Task to complete. In the entries below, find the line with "azeemshaikh38: The functionality" and the line with "azeemshaikh38: Makes sense.". Return those two lines and all lines between them, exactly.

═══ Supplied records

Issue #336, opened 2021-04-08
Feature - refactor cron formatting


azeemshaikh38:
**Is your feature request related to a problem? Please describe.**
The cron job appends the output of  scorecard commandline to an output. This is a problem since, the cron job deals with string output from the scorecard command and tries to get the formatting right. 

**Describe the solution you'd like**
Instead, the cron job should be dealing with in-memory data structure of check results which it can use in any way it likes, including formatting it using pre-existing formatting libraries (like JSON). To do this, we need to refactor such that we have a common library of functions/types which will be used by both the commandline tool as well as the cron job.

@inferno-chromium - this is a fair amount of refactor work, but IMO worth the time/effort. Let me know if this LG to you and I can get started on it.

naveensrinivasan:
> Instead, the cron job should be dealing with in-memory data structure of check results which it can use in any way it likes, including formatting it using pre-existing formatting libraries (like JSON). To do this, we need to refactor such that we have a common library of functions/types which will be used by both the commandline tool as well as the cron job.

A good idea IMO. But with the in-memory you could run into memory bottlenecks as we scale to 10,000 -100,000 repository. 

Will the solution be an issue for such scales?

azeemshaikh38:
Depends on how we handle the results. We could keep writing to file/DB every time a result comes back or we can batch it to reduce IO. But yes, we mostly will not hold all results in memory at the same time.

inferno-chromium:
SGTM.

oliverchang:
Big +1 for this :) This would clean up a lot of how the current outputting is done.

PR #338, opened 2021-04-09
🌱 : Reduce code duplication for follow-up cron refactoring

azeemshaikh38:

Refactors code to avoid code duplication. Follow up CL will replace cron job to use in-memory data structure.
Context: https://github.com/ossf/scorecard/issues/336

No behaviour change.

No

* **Other information**:


lib/check_request.go
```diff
@@ -0,0 +1,32 @@
+// Copyright 2020 Security Scorecard Authors
+//
```
naveensrinivasan, line 2: file names with `_` are primarily only for `test` files and for assign platform/arch-only code,
```
➜ cd $GOROOT/src/pkg/math/
➜ ls sqrt*s
sqrt_386.s  sqrt_amd64p32.s  sqrt_amd64.s  sqrt_arm.s
```

lib/check_result.go
```diff
@@ -0,0 +1,26 @@
+// Copyright 2020 Security Scorecard Authors
```
naveensrinivasan, line 1: It is a standard approach to keep all the related structs in a single file instead of in separate files

https://golang.org/src/fmt/format.go

>All the files are based on features, and it is best to use a proximity principle approach, where you can find in the same file the definition of what you are using.
Generally, those features are grouped in one file per package, except for large ones, where one package is composed of many files (net, net/http)

https://stackoverflow.com/a/26229922/19407

pkg/scorecard.go
```diff
@@ -80,11 +74,11 @@ func (r *RepoURL) Set(s string) error {
 }
 
 func RunScorecards(ctx context.Context, logger *zap.SugaredLogger,
-	repo RepoURL, checksToRun []checker.NamedCheck) <-chan Result {
-	resultsCh := make(chan Result)
+	repo RepoURL, checksToRun lib.CheckNameToFnMap) <-chan lib.CheckResult {
```
naveensrinivasan, line 77: Is there a specific reason to change slice into a custom type? `lib.CheckNameToFnMap`  `[]checker.NamedCheck`

go is about keeping it simple cognitive load. This would mean someone fixing/reading the code would have to go check type definition.

checks/security_policy.go
```diff
@@ -17,16 +17,18 @@ package checks
 import (
 	"strings"
 
-	"github.com/ossf/scorecard/checker"
+	"github.com/ossf/scorecard/lib"
 )
 
+const securityPolicyStr = "Security-Policy"
```
naveensrinivasan, line 23: In `go` `securityPolicyStr` suffix aren't recommended in the names.

checks/sast.go
```diff
@@ -16,28 +16,30 @@ package checks
 
 import (
 	"github.com/google/go-github/v32/github"
-	"github.com/ossf/scorecard/checker"
+	"github.com/ossf/scorecard/lib"
 )
 
+const sastStr = "SAST"
```
naveensrinivasan, line 22: In go `sastStr` suffix aren't standard. 

The same comment is applicable across other changes

lib/check_result_utils.go
```diff
@@ -12,43 +12,61 @@
 // See the License for the specific language governing permissions and
 // limitations under the License.
 
-package checker
+package lib
```
naveensrinivasan, line 15: `utils` are recommended in go

https://dave.cheney.net/2019/01/08/avoid-package-names-like-base-util-or-common

pkg/scorecard.go
```diff
@@ -24,18 +24,12 @@ import (
...
 
 	"github.com/google/go-github/v32/github"
-	"github.com/ossf/scorecard/checker"
+	"github.com/ossf/scorecard/lib"
 	"github.com/ossf/scorecard/roundtripper"
 	"github.com/shurcooL/githubv4"
 	"go.uber.org/zap"
 )
 
-type Result struct {
```
naveensrinivasan, line 33: Noticed this was changed from `Result` to `CheckResult`.

The `Result` implies what it is. 

What was the idea of having the `Check` prefix to the `Result`?

naveensrinivasan (changes requested):
Thanks!

It is a large PR, I am going to have to review it once more. I wanted to provide initial feedback.

checks/security_policy.go
inferno-chromium: Without suffix, there is less clarity. I think this confusion comes from check names like SecurityPolicy. So, i think keeping this as-is is fine for clarity, also we should think of renaming check function from like SecurityPolicy -> SecurityPolicyCheck to be more clear [https://github.com/ossf/scorecard/blob/main/checks/security_policy.go#L27]

checks/sast.go
inferno-chromium: See comment above.

lib/check_request.go
inferno-chromium: i dont think that is correct, see e.g. 
https://github.com/kubernetes/kubernetes/tree/master/pkg/kubelet/dockershim
docker_logs.go
docker_sandbox.go
docker_sandbox_test.go

_test.go is a suffix for tests, but there is no rule against using _ for file names.

naveensrinivasan: Ok. But I am basing my comments based standard library. 

My recommendation was to avoid that as much as possible.

checks/contributors.go
```diff
@@ -66,15 +68,16 @@ func Contributors(c checker.Checker) checker.CheckResult {
 	}
 	c.Logf("companies found: %v", strings.Join(names, ","))
 	const numContributors = 2
```
inferno-chromium, line 70: move this to global too.

checks/signed_releases.go
```diff
@@ -18,19 +18,22 @@ import (
...
 
 	"github.com/google/go-github/v32/github"
-	"github.com/ossf/scorecard/checker"
+	"github.com/ossf/scorecard/lib"
 )
 
-var releaseLookBack int = 5
+const (
+	signedReleasesStr = "Signed-Releases"
+	releaseLookBack   = 5
```
inferno-chromium, line 26: Since you are refactoring things, how about doing s/releaseLookBack/releaseLoockBackDays. some of these vars will be more clear with what they represent.

cmd/root.go
```diff
@@ -195,16 +184,15 @@ func outputJSON(results []pkg.Result) {
 	}
 
 	for _, r := range results {
-		var details []string
+		tmp_result := lib.CheckResult{
```
inferno-chromium, line 187: tmpResult for var names in go (camelCase)

e2e/contributors_test.go
```diff
@@ -36,13 +36,13 @@ var _ = Describe("E2E TEST:CodeReview", func() {
...
 			}
-			result := checks.Contributors(checker)
+			result := checks.Contributors(checkRequest)
 			Expect(result.Error).Should(BeNil())
 			Expect(result.Pass).Should(BeTrue())
 		})
 		It("Should return valid project contributors", func() {
 			l := log{}
-			checker := checker.Checker{
+			lib := lib.CheckRequest{
```
inferno-chromium, line 45: s/lib/checkRequest for var name

lib/check_result.go
inferno-chromium: check_request is fine to be seperate, but i think check_result_utils can just go in this file.

lib/check_runner.go
```diff
@@ -12,27 +12,23 @@
...
 )
 
-type Checker struct {
-	Ctx         context.Context
-	Client      *github.Client
-	GraphClient *githubv4.Client
-	HttpClient  *http.Client
-	Owner, Repo string
-	Logf        func(s string, f ...interface{})
+const numRetries = 3
```
inferno-chromium, line 22: s/numRetries/checkRetries ?

inferno-chromium (approved):
LGTM with lib directory change needed, some other minor comments.

Mostly looks good, left few comments. I don't like the use of lib directory since most of the code in there is checker or check related, so using something like that is a more meaningful package name/directory as per go standards - https://dave.cheney.net/2019/01/08/avoid-package-names-like-base-util-or-common

lib/check_request.go
```diff
@@ -0,0 +1,32 @@
+// Copyright 2020 Security Scorecard Authors
```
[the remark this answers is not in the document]
inferno-chromium: pkg is usually for the root package, not for helper stuff. in this case, i dont like the use of lib either as a directory name, what was wrong with using checker itself ? in go, they don't recommend using generic names like utils, base, etc

lib/check_request.go
inferno-chromium: yes i dont disagree, avoid when possible, but fine to use it otherwise.

lib/check_request.go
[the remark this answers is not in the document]
azeemshaikh38: My plan was to have a single package with util fns (I plan to add more in upcoming PRs). But if this is not usually done in  Golang, I'm ok sticking with checker/ itself. Reverted it back to that. PTAL.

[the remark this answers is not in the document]
inferno-chromium: yes more of a golang thingy - https://blog.golang.org/package-names

Avoid meaningless package names. Packages named util, common, or misc provide clients with no sense of what the package contains. This makes it harder for clients to use the package and makes it harder for maintainers to keep the package focused. Over time, they accumulate dependencies that can make compilation significantly and unnecessarily slower, especially in large programs. And since such package names are generic, they are more likely to collide with other packages imported by client code, forcing clients to invent names to distinguish them.

Break up generic packages. To fix such packages, look for types and functions with common name elements and pull them into their own package.

lib/check_runner.go
azeemshaikh38: Done.

e2e/contributors_test.go
azeemshaikh38: Done.

cmd/root.go
azeemshaikh38: Done.

checks/signed_releases.go
azeemshaikh38: Done.

checks/contributors.go
azeemshaikh38: Done. Also renamed them, PTAL.

pkg/scorecard.go
azeemshaikh38: The main reason is that we can have a single type which can be used across packages. So I have tried to delete as much new type definitions as possible across the code and have it defined in lib/ (now checker/).

Also, Result was simply CheckResult with check name (metadata, which is likely for the Repo, is never used). Now that checkName is part of CheckResult struct, I decided to remove it.

lib/check_result_utils.go
azeemshaikh38: There was another comment from @inferno-chromium mentioning generic names are to be avoided in Go. So going back to checker/ for now.

checks/sast.go
azeemshaikh38: Ack.

checks/security_policy.go
azeemshaikh38: Ack. Leaving the suffix as is for now.

pkg/scorecard.go
azeemshaikh38: The functionality we want is a map from string -> CheckFn. I don't agree that for the sake of readability we should choose a different data structure which increases code complexity (e.g we loop through all check names to find the fn instead of lookup).

lib/check_result.go
azeemshaikh38: Done.

lib/check_request.go
azeemshaikh38: Will continue to keep it as _ filenames for now, since they help with readability. Can change it in future if needed.

lib/check_request.go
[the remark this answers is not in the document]
azeemshaikh38: Makes sense.

inferno-chromium (approved):

naveensrinivasan (approved):

checks/security_policy.go
oliverchang: How about renaming this to "checkName" everywhere? That communicates the purpose of this variable a lot better IMO, rather than just a variable name which mirrors the actual value.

══════

Task output.
azeemshaikh38: The functionality we want is a map from string -> CheckFn. I don't agree that for the sake of readability we should choose a different data structure which increases code complexity (e.g we loop through all check names to find the fn instead of lookup).

lib/check_result.go
azeemshaikh38: Done.

lib/check_request.go
azeemshaikh38: Will continue to keep it as _ filenames for now, since they help with readability. Can change it in future if needed.

lib/check_request.go
[the remark this answers is not in the document]
azeemshaikh38: Makes sense.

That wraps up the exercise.